■ Supplied data
PR #635, opened 2026-07-16
fix(knowledge): update KB status to processing on file upload and sync-folder

Marnie0415:
### Description

When files are uploaded to an existing knowledge base via `POST /{kb_name}/upload`, or when a linked folder is synced via `POST /{kb_name}/sync-folder/{folder_id}`, the KB status remains "ready" until the background indexing task starts executing. During this window — which can be several seconds under load — the user sees the KB as fully indexed and ready for search, but the newly uploaded files are not yet searchable.

This creates a confusing UX: the user uploads files, immediately searches, gets no results, and assumes the upload failed.

The `create_knowledge_base` endpoint already handles this correctly by calling `manager.update_kb_status(name=name, status="initializing", ...)` before starting the background task. The `upload_files` and `sync_folder` endpoints omit this step.

### What this changes

Added `manager.update_kb_status()` calls in both `upload_files` and `sync_folder` that set the KB status to "processing" before the background indexing task is dispatched. The ProgressTracker inside the background task will later update the status to "ready" or "error" when indexing completes.

### User impact

After uploading files or syncing a linked folder, the KB status immediately reflects that indexing is in progress, matching the behavior of `create_knowledge_base`. Users no longer see a stale "ready" status during the indexing window.

### Files affected

- `deeptutor/api/routers/knowledge.py` — added status updates in `upload_files` and `sync_folder`

### Testing

The existing test suite covers `upload_files`, `sync_folder`, and `create_knowledge_base`. The status updates use the same `manager.update_kb_status()` call that `create_knowledge_base` already uses, so the behavior is consistent.

### Related Issues
- None

### Module(s) Affected
- [x] `api`
- [x] `knowledge`


Marnie0415:
@pancacake Hi, I've updated this PR based on review feedback:

1. **Added sync_folder status update** — the same race condition existed in the sync-folder endpoint, now fixed with the same pattern.
2. **PR description updated** — reflects both upload_files and sync_folder fixes.

Both changes use the existing manager.update_kb_status() call that create_knowledge_base already uses. The ProgressTracker in the background task will overwrite this status once indexing starts, so there's no conflict.

Ready for another look when you get a chance. Thanks!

■ What to work on
From the line holding "### Description" to the line holding "### What this changes", inclusive, restate each line above exactly as written.

■ Answer to this problem
### Description

When files are uploaded to an existing knowledge base via `POST /{kb_name}/upload`, or when a linked folder is synced via `POST /{kb_name}/sync-folder/{folder_id}`, the KB status remains "ready" until the background indexing task starts executing. During this window — which can be several seconds under load — the user sees the KB as fully indexed and ready for search, but the newly uploaded files are not yet searchable.

This creates a confusing UX: the user uploads files, immediately searches, gets no results, and assumes the upload failed.

The `create_knowledge_base` endpoint already handles this correctly by calling `manager.update_kb_status(name=name, status="initializing", ...)` before starting the background task. The `upload_files` and `sync_folder` endpoints omit this step.

### What this changes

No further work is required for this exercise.